Elizabeth Bennet was not of the same class as Mr Darcy – she cringes when her sisters and mother make that all too obvious – and in the fifth series of Downton, it was revealed that Cora is the daughter of a Jewish dry-goods millionaire from Ohio, but the venom still lurks.
A couple of weeks ago, I emailed The Times because every photograph of you announced the price of your shoes/coat/bag. My rant about anti-Royalist, class-ridden claptrap didn’t make the letters page, but the price tags have disappeared. Unfortunately, unless you take to wearing flour sacks, the politics of envy and price tags will be back. I hope you can ignore them.
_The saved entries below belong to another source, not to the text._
Issue #684, opened 2023-03-17
Optimize neighborsFor function


Thrillberg:
This is recursive. And slow.

Thrillberg:
Wellp, I thought I fixed this but it ended up breaking games so I'm reverting my "fix". https://github.com/Thrillberg/imperial/commit/e97ad5142933b3fd33a771868480d0ca38f767b5

Thrillberg:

Although you were born and raised in California and I was born in the Mississippi Delta, we both grew up in the shadow of Englishness. It begins with Peter Rabbit and The Wind in the Willows and leads to Pride and Prejudice. By the time I was 13, I had memorised The White Cliffs of Dover. I watched every episode on ‘Masterpiece Theatre’ and Upstairs, Downstairs; you’ve seen Downton Abbey and The Crown. As much as literature and Netflix may intrigue and inspire us, what really makes us who we are is rooted in our native soil.
You are a force of nature: a self-made, bi-racial woman, a graduate of a prestigious university, a successful actor whose passion for social justice has taken you all over the world. Your friends describe you as purposeful, loyal, life-loving and serious. You live in a global universe, but you’re the best of what is American.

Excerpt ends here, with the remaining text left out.